Since you set the output file to "result.md" with no path, it is going to be opened as a sibling to the program.

If you were to run

docker run -it --rm --entrypoint=/bin/bash image

which would open an interactive shell using your image and then run ./program some-file.text some-other-file.txt and then ran ls you would see the output file result.md as a sibling to program. That is outside of your mountpoint, which is why you don't see it on your host machine.

---

Consider this program. This program will take an input file and an output location. It will read in each line of the infile and wrap it in <p>. /some is the repository directory. /some/res/ is the folder that will be mounted to /repo/res/.

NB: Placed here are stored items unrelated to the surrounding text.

PR #3, opened 2015-08-12
Caching support for Dockerfile content (#1)

### LINKED ISSUE #1: RFE: Caching support for Dockerfile content
As explained in https://github.com/projectatomic/osbs-client/issues/200, it'd be great if `DockerfileParser` could cache `Dockerfile` content when instantiated.
Since I think the purpose of your library is not only to read existing Dockerfiles, but also to create new Dockerfiles, this can't be done automatically by constructor (i.e. I can create a `DockerfileParser` instance with a path to not-yet-existing Dockerfile, add the contents and then dump it).
So I think the best course of action would be to add an argument to the constructor, something like `cache_content=False`. If this is `True`, Dockerfile content would get cached and `DockerfileParser` would then operate on the cached data. With `False`, everything would work pretty much the same way as it does now.

jpopelka:
When the caching is on:

a) reading of Dockerfile content/lines:
 return cached content if there's any, otherwise read the Dockerfile (and store it to cache)

b) writing of Dockerfile content/lines:
 write to cache as well as into real Dockerfile

Fixes #1

### DIFF
--- a/dockerfile_parse/parser.py
+++ b/dockerfile_parse/parser.py
@@ -18,17 +18,22 @@ from .constants import DOCKERFILE_FILENAME, PY2
 
 logger = logging.getLogger(__name__)
 
+
 class DockerfileParser(object):
-    def __init__(self, path=None):
+    def __init__(self, path=None, cache_content=False):
         """
         Initialize path to Dockerfile
         :param path: path to (directory with) Dockerfile
+        :param cache_content: cache Dockerfile content inside DockerfileParser
         """
         path = path or '.'
         if path.endswith(DOCKERFILE_FILENAME):
             self.dockerfile_path = path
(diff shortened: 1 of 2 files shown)


bkabrda:
This looks good, with one small exception - it doesn't cache the content until you actually access it. Would it be possible to add something like `self.content` (which would trigger caching) to `__init__`, so that the content actually gets cached in the constructor?
The implication of this would be that it wouldn't be possible to create parser instance for a nonexistent Dockerfile with caching on... or, the cached content for a nonexistent file would be just empty.

jpopelka:
@bkabrda check the new commit please

bkabrda:
Exactly what I need. No further suggestions from my side :)

Issue #2, opened 2015-08-12
Support for modifying labels


twaugh:
With the `structure` property it is quite easy to modify most values, by first finding the value to modify, then replacing the lines (known from `startline` and `endline`) in the `lines` property.

For example, for CMD:
```
for insn in parser.structure:
  if insn['instruction'] == 'CMD':
    content = 'CMD my-new-cmd-value\n'
    lines = parser.lines
    del lines[insn['startline']:insn['endline'] + 1]
    lines.insert(startline, content)
    parser.lines = lines
    break
```

However, for the LABEL instruction it is much more complicated as firstly there are two forms of LABEL, secondly there is quoting to deal with, and thirdly a single LABEL instruction can contain many labels.

It would be nice to provide support for modifying a single label, handling all these cases.

jpopelka:
@twaugh  Please check #4, the new code might be familiar to you ;-)

twaugh:
Closed via #4.

PR #4, opened 2015-08-14
 Support for modifying instructions (labels especially) (#2)

jpopelka:


dockerfile_parse/parser.py
```diff
@@ -236,3 +264,73 @@ def labels(self):
                         labels[key_val[0]] = key_val[1] if len(key_val) > 1 else ''
                         logger.debug("new label %s=%s", repr(key_val[0]), repr(labels[key_val[0]]))
         return labels
+
+    def modify_instruction_label(self, label_key, label_value):
+        """
+        Rewrite a local Dockerfile with an incremented Release label
```
twaugh: The doc text should probably be more generic. :-)

dockerfile_parse/parser.py
```diff
@@ -236,3 +264,73 @@ def labels(self):
                         labels[key_val[0]] = key_val[1] if len(key_val) > 1 else ''
                         logger.debug("new label %s=%s", repr(key_val[0]), repr(labels[key_val[0]]))
         return labels
+
+    def modify_instruction_label(self, label_key, label_value):
```
twaugh: I guess a more Pythonic way of doing it would be to use setters for the properties, but would that be really hard?

jpopelka: Is the additional commit what you've had in mind ?

jpopelka:
I've added real labels setter, so you have 2 options now:
  * df.labels = {'name':'value'}
- the real setter, this *sets* (i.e. remove old ones) LABELs to the specified ones
  * df.change_labels({'name':'value'})
- this only changes value of existing LABELs

I haven't managed to make the `x.labels['name'] = 'value'` work without breaking other things :-(

twaugh:
OK, never mind about setting `x.labels['name']` directly.

For `change_labels()` maybe we should raise an exception if we don't find the LABEL key, rather than failing an assertion.

I still think it would be nice for us to be able to make minimal changes to LABELs even when setting them, like in the tests I put here: https://github.com/jpopelka/dockerfile-parse/compare/modify-labels...twaugh:modify-labels-tests

It shouldn't be hard: getting two sets of LABEL keys, ones we already have and ones we need to end up with, we can easily find out which we need to add/delete/modify, with `set() - set()`-type calculations.

jpopelka:
> For change_labels() maybe we should raise an exception if we don't find the LABEL key, rather than failing an assertion.

already changed to KeyError

> I still think it would be nice for us to be able to make minimal changes to LABELs even when setting them

done


> It shouldn't be hard ...

grrr, I don't want to see quotations for a veeery long time ;-)

twaugh:
This looks really nice!

jpopelka:
Could you check the new commit please ?
Thanks, I really appreciate all your remarks.

jpopelka:
OK, I think I've lost this battle with quotes :-(
With the last commit when we change value of label which is on one line with other labels, those other labels will be in quotes even they weren't previously (which is not wrong per se).

You can revert this 'revert' commit if you want to try, but I'm really at my wit's end with this.
I don't want to spend more time with this as I think this state is good enough.

twaugh:
LGTM!

jpopelka:
Thank you Tim !

PR #5, opened 2015-08-26
Support for modifying labels

twaugh:
Here is a set of changes based on https://github.com/DBuildService/dockerfile-parse/pull/4.

I started from where we got up to on Aug 17th, fixed some of the test cases and added a couple more based on bugs I found.

I've also added a commit at the end which implements the `x.labels['foo'] = 'bar'` functionality. See what you think.


jpopelka:
> I've also added a commit at the end which implements the x.labels['foo'] = 'bar' functionality.

Oh my, that's wonderful.

I've rebased the original `modify-labels` branch, added one commit with more tests and it should be ready to finish back in #4.

PR #6, opened 2015-09-16
handle ENV similar to LABEL

jpopelka:
ENV can now be handled similarly to LABEL, allowing modifications of individual environment variables.


twaugh:
Nice work! LGTM. I don't see any regressions.

(https://github.com/DBuildService/dockerfile-parse/issues/7 happens regardless of this change.)

jpopelka:
Merged, thanks.

PR #9, opened 2015-09-17
Perform environment variable substitution by default (fixes #8)

### LINKED ISSUE #8: Should handle environment variable substitution
Docker allows environment variable substitution in a number of instructions. This parser ought to do likewise.

Additionally, it would be useful to be able to disable environment variable substitution, to inspect the unquoted-but-not-substituted values.

twaugh:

I provide 2 arguments to my program through docker run, the infile and outfile both of which are relative to /repo which is the working directory.

My program then saves to the outfile location which is within the mountpoint (/repo/res/). After docker run finishes, /some/res/out.txt is populated.

---

Folder structure:

.
├── Dockerfile
├── README.md
├── makefile
├── res
│   └── in.txt
└── test.cpp

Commands run:

docker build -t image .
docker run --rm -v ~/Desktop/some/res/:/repo/res/ image ./res/in.txt ./res/out.txt

Dockerfile:

FROM gcc:7.2.0
ENV MYP /repo
WORKDIR ${MYP}
COPY . ${MYP}

RUN /bin/sh -c 'make'
ENTRYPOINT ["./test"]
CMD ["file1", "file2"]

makefile:

test: test.cpp
    g++ -o test test.cpp

.PHONY: clean

clean:
     rm -f test

test.cpp:

#include <fstream>
#include <iostream>
#include <string>

int main(int argc, char **argv) {
    if (argc < 3) {
        std::cout << "Usage: test [infile] [outfile]" << std::endl;
        return 1;
    }

    std::cout << "All args" << std::endl;
    for (int i = 0; i < argc; i++) {
        std::cout << argv[i] << std::endl;
    }

    std::string line;
    std::ifstream infile(argv[1]);
    std::ofstream outfile(argv[2]);

    if (!(infile.is_open() && outfile.is_open())) {
        std::cerr << "Unable to open files" << std::endl;
        return 1;
    }

    while (getline(infile, line)) {
        outfile << "<p>" << line << "</p>" << std::endl;
    }
    outfile.close();

    return 0;
}

res/in.txt:

hello
world

res/out.txt (after running command):

<p>hello</p>
<p>world</p>

Answer 2

I would like yo post the Dockerfile I'm using right now, in the hope it can be useful to somebody. It doesn't need to specify a name or path for output files. Output files are always written in $PWD.

FROM alpine:3.4

LABEL version="1.0"
LABEL description="some nice description"
LABEL maintainer="[email protected]"

RUN apk update && apk add \
  gcc \
  g++ \
  make \
  git \
  && git clone https://gitlab.com/myuser/myrepo.git \
  && cd myrepo \
  && make \
  && cp program /bin \
  && rm -r /myrepo \
  && apk del g++ make git

WORKDIR /tmp

ENTRYPOINT ["program"]

I only need to run:

docker run --rm -v $PWD:/tmp image file1 file2

Inside the image, the working directory is tmp and cannot be changed, which is the one passed to the volume -v option. After running the image, all output files will be saved in the corresponding working directory of the host machine.